Exploring the power of distributed intelligence for resilient scientific workflows

New project led by USC Information Sciences Institute seeks to ensure resilience in workflow management systems

Image AI generated by author using DALL-E.

Future computational workflows will span distributed research infrastructures that include multiple instruments, resources, and facilities to support and accelerate scientific discovery. However, the diversity and distributed nature of these resources makes harnessing their full potential difficult. To address this challenge, a team of researchers from the University of Southern California (USC), the Renaissance Computing Institute (RENCI) at the University of North Carolina, and Oak Ridge, Lawrence Berkeley and Argonne National Laboratories have received a grant from the U.S. Department of Energy (DOE) to develop the fundamentals of a computational platform that is fault tolerant, robust to various environmental conditions and adaptive to workloads and resource availability. The grant is planned for five years and includes $8.75 million of funding.

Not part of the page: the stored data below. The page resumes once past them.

PR #1898, opened 2020-07-07
#3155032: Fix a caching issue with the group join button

bramtenhove:
## Problem
There's a caching issue with the join CTA buttons for groups when the Sky theme is enabled.

When a user joins the group, the next user will see that he already joined the group because it's already cached.

## Solution
Apply the same fix as #1890 to `8.x-8.x`. This is a custom backport of that of that issue.

## Issue tracker
https://www.drupal.org/project/social/issues/3155032

## How to test
- [x] Create a group
- [x] As user x join the group
- [x] Log in as a user y, and go to the group
- [x] Observe that the button does not say that you joined the group, but that you can join the group

## Screenshots
N/a

## Release notes
The caching for the group join button, in combination with the Sky theme, was incorrect. The caching contexts are now applied correctly.

## Change Record
N/a

## Translations
N/a

### DIFF
--- a/modules/social_features/social_group/social_group.module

“Researchers are faced with challenges at all levels of current distributed systems, including application code failures, authentication errors, network problems, workflow system failures, filesystem and storage failures and hardware malfunctions,” said Ewa Deelman, research professor, research director at the USC Information Sciences Institute and the project PI. “Making the computational platform performant and resilient is essential for empowering DOE researchers to achieve their scientific pursuits in an efficient and productive manner.”

A variety of real-world DOE scientific workflows will drive the research – from instrument workflows involving telescope and light source data to domain simulation workflows that perform molecular dynamics simulations.  “Of particular interest are edge and instrument-in-the-loop computing workflows,” said co-PI Anirban Mandal, assistant director for network research and infrastructure at RENCI. “We expect a growing role for automation of these workflows executing on the DOE Integrated Research Infrastructure (IRI). With these essential tools, DOE scientists will be more productive and the time to discovery will be decreased.”

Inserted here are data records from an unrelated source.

PR #1903, opened 2020-07-13
Issue #3158812 by tBKoT: Disable access to the blocked users pages

dmytriikaiun:
## Problem
Disable access to blocked users' pages through the direct link

## Solution
Add custom permission to allow view blocked users' pages and add it to routes

## Issue tracker
- https://www.drupal.org/project/social/issues/3158812
- https://getopensocial.atlassian.net/browse/YANG-3225

## How to test
- [x] Log in as LU (not as SM)
- [x] Go to the `user/{user_id}/information` page
- [x] You should get the `403` page

### DIFF
--- a/modules/social_features/social_user/social_user.install
+++ b/modules/social_features/social_user/social_user.install
@@ -195,3 +195,13 @@ function social_user_update_8809() {
   // The administrator should be able to assign all roles.
   user_role_grant_permissions('administrator', ['assign all roles']);
 }
+
+/**
+ * Update permissions for the sitemanager role.
+ */
+function social_user_update_8810() {
+  // Grant the sitemanagers new permissions.
+  user_role_grant_permissions('sitemanager', [
+    'view blocked user',
+  ]);
+}
--- a/modules/social_features/social_user/social_user.install
+++ b/modules/social_features/social_user/social_user.install
@@ -175,6 +175,7 @@ function _social_user_get_permissions($role) {
     'administer social_user settings',
     'assign contentmanager role',
     'assign sitemanager role',
+    'view blocked user',
   ]);
 
   if (isset($permissions[$role])) {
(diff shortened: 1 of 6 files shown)


ribel:
@dmytriikaiun there are multiple failing behat tests on a step `When I am on /user` - please check and fix.

modules/social_features/social_user/social_user.install
```diff
@@ -195,3 +195,13 @@ function social_user_update_8809() {
...
   user_role_grant_permissions('administrator', ['assign all roles']);
 }
+
+/**
+ * Update permissions for the sitemanager role.
+ */
+function social_user_update_8810() {
+  // Grant the sitemanagers new permissions.
+  user_role_grant_permissions('sitemanager', [
+    'view blocked user',
```
ribel, line 205: @dmytriikaiun please also make sure that new permission will be added on hook_install, so add it to the `_social_user_get_permissions()`.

Fig. 1: SWARM research program elements.

Swarm intelligence

Key to the project is swarm intelligence, a term derived from the behavior of social animals (e.g., ants) that collectively achieve success by working in groups. Swarm Intelligence, or SI, in computing refers to a class of artificial intelligence (AI) methods used to design and develop distributed systems that emulate the desirable features of these social animals – flexibility, robustness and scalability.

“In Swarm Intelligence, agents currently have limited computing and communication capabilities and can suffer from slow convergence and suboptimal decisions,” said Prasanna Balaprakash, director of AI programs and distinguished R&D staff scientist at Oak Ridge, and co-PI of the newly funded project.  “Our aim is to enhance traditional SI-based control and autonomy methods by exploiting advancements in AI techniques and in high-performance computing.”

The enhanced metasystem, called SWARM (Scientific Workflow Applications on Resilient Metasystem), will enable robust execution of DOE-relevant scientific workflows such as astronomy, genomics, molecular dynamics and weather modeling across a continuum of resources – from edge devices near sensors and instruments through wide-area networks to leadership-class systems.

Distributed workflows and challenges

The project develops a distributed approach to workflow development and profiling. The research team will develop an experimental platform where DOE scientists will submit jobs and workflows to a distributed workload pool. Once a set of workflows becomes available in the workflow pool, the agents need will estimate each task’s characteristics and the resource requirements with continual learning capability. “Such methods enhance the capabilities of the agents. The research will include mathematically rigorous performance modeling and online continual learning methods.” remarked Krishnan Raghavan, an assistant computer scientist in Argonne’s Mathematics and Computer Science division and a co-PI of SWARM.  

In SWARM there is no central controller: the agents must reach a consensus on the best resource allocation. “In imitation of biological swarms, we will investigate how coalitions can adapt to various fault tolerance strategies and can reassign tasks, if necessary,” said Argonne senior computer scientist Franck Cappello, who is leading the development efforts on fault recovery and adaptation algorithms. Here the agents will coordinate decision-making for optimal resource allocation while minimizing communication between agents such as by formation of hierarchies and by adoption of adaptive communication strategies.

Evaluation

To demonstrate the efficacy of the swarm intelligence-inspired approach, the team will evaluate the method by swarm simulations, by emulation and prototyping on testbeds.  “We will re-imagine how workflows can be managed to improve both compute and networking at micro and macro levels”, said Mariam Kiran, Group Leader for Quantum Communications and Networking at ORNL.

This article was written in collaboration with USC ISI, RENCI, Oak Ridge National Laboratory, Lawrence Berkeley National Laboratory, and Argonne National Laboratory.